The present study constitutes the first application of an RNA based viability assay for M. leprae on nasal swabs. The RNA assay in combination with quantification by RLEP qPCR was successfully tested for monitoring the treatment response in two MB patients from Germany. Clinical samples of the Togolese validation cohort were not bacteriologically confirmed as neither microscopic assessment of skin smears nor histopathological analysis of skin biopsies was part of the routine diagnostic procedure in Togo. However, for one of our German patients we had the opportunity to extensively analyze corresponding nasal swab samples by microscopy and the two molecular assays. A correlation was found between the bacillary load as determined by RLEP qPCR and BI, as well as the presence of viable bacilli as detected by the RNA assay and MI [38]. It must be noted that the viability assay developed by our group does not allow quantification of RNA as gene expression studies were out of the scope of this work.

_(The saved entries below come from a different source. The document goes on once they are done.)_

PR #5825, opened 2021-01-12
Allow to run the development server using SSL

amercader:
Running CKAN using SSL locally is very useful sometimes to replicate live setups, and mandatory in some situations like when developing a SAML2 authentication based instance (which requires CKAN to run on eg https://localhost:5000).

With paster with did that adding the `ssl_pem=/path/to/cert.pem` config option to the ini file. On Werkzeug we need to use the [`ssl_context`](https://werkzeug.palletsprojects.com/en/1.0.x/serving/#werkzeug.serving.run_simple
) param on the call to run the server that we invoke in `ckan run`.

This adds supports for this, both as CLI parameters and as config options, replicating existing `ckan.devserver.*` options. In addition to provide your self-signed cert and key you can also pass `adhoc`, which will make Werkzeug create one for you (on each reload though)

I'm proposing this to be backported to 2.9 as it is really useful and doesn't add any breaking changes.

### DIFF
--- a/doc/maintaining/configuration.rst
+++ b/doc/maintaining/configuration.rst
@@ -158,7 +158,7 @@ Example::
 
 Default value: False
 
-Controls, whether development server handle each request in a separate
+Controls whether the development server should handle each request in a separate
 thread.
 
 .. _ckan.devserver.multiprocess:
@@ -172,7 +172,7 @@ Example::
 
 Default value: 1
 
-If greater than 1 then handle each request in a new process up to this
+If greater than 1 then the developmente server will handle each request in a new process, up to this
 maximum number of concurrent processes.
 
 .. _ckan.devserver.watch_patterns:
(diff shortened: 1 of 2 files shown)


amercader:
Also includes this extreme productivity booster! :chart_with_upwards_trend: 

Screenshot from 2021-01-13 13-11-48

doc/maintaining/configuration.rst
```diff
@@ -172,7 +172,7 @@ Example::
 
 Default value: 1
 
-If greater than 1 then handle each request in a new process up to this
+If greater than 1 then the developmente server will handle each request in a new process, up to this
```
kowh-ai, line 175: typo should be `development`

doc/maintaining/configuration.rst
```diff
@@ -186,8 +186,48 @@ Example::
...
+Example::
+
+  ckan.devserver.ssl_key = path/to/host.key
+
+Default value: None (SSL disabled)
+
+Path to a certificate file that will be used to enable SSL (ie to serve the
+local development server on https://localhost:5000). See :ref:`ckan.devserver.ssl_cert`
+for more details. This option also supports the ``adhoc`` value, with the same caveat.
+
```
kowh-ai, line 230: I'm wondering if a full command line example should be here: `ckan -c /path/to/ckan.ini run --ssl-cert=/path/to/host.cert --ssl-key=/path/to/host.key` _or_ maybe somewhere else in the documentation

kowh-ai (approved):
Looks great Adria! - generated a cert and key as per your doco and brought up a CKAN development HTTPS server listening on port 5000 using `ckan -c /etc/ckan/default/ckan.ini run --ssl-cert=/home/brett/host.cert --ssl-key=/home/brett/host.key`

amercader:
Thanks @kowh-ai, I added your suggestions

Meanwhile investigations on human-to-human transmission and nasal carriage of viable M. leprae among untreated MB patients and contact persons in Togo are underway [unpublished data]. Whereas the application of the molecular assays presented no challenges in our German laboratory, several limitations may hamper the realization of its full potential in resource poor settings. The assays in their current format are costly and need adequate infrastructure. Some reagents require expensive dry-ice shipping and continuous stocking of the reagents in Togo means at least three shipments per year. This in turn implies the need for a well-established laboratory management system, which in Togo has been provided by the accredited laboratory of INH [39, 40]. Whereas in Germany the follow-up of leprosy patients can be done in close intervals as needed, in endemic regions beside test costs also the significant mobility of populations in endemic regions may impede close routine follow-up.

Conclusions

In order to provide laboratory based management and follow-up of leprosy patients attending our outpatient clinic in Munich, Germany, as well as to facilitate transmission studies in Africa, a combined RLEP/16S rRNA (RT) qPCR assay was developed. The assay provides a sensitive and specific tool to determine the bacterial load and viability of M. leprae from nasal swab samples and is applicable for early diagnosis, monitoring treatment response and investigating the role of nasal carriage of M. leprae in human-to-human transmission through aerosol infection. Whereas in our own setting fortunately neither financial nor logistical restraints hampered the application of the assay on individual patients, for the most part these assays may not be applicable for individualized medicine but rather for epidemiological research issues.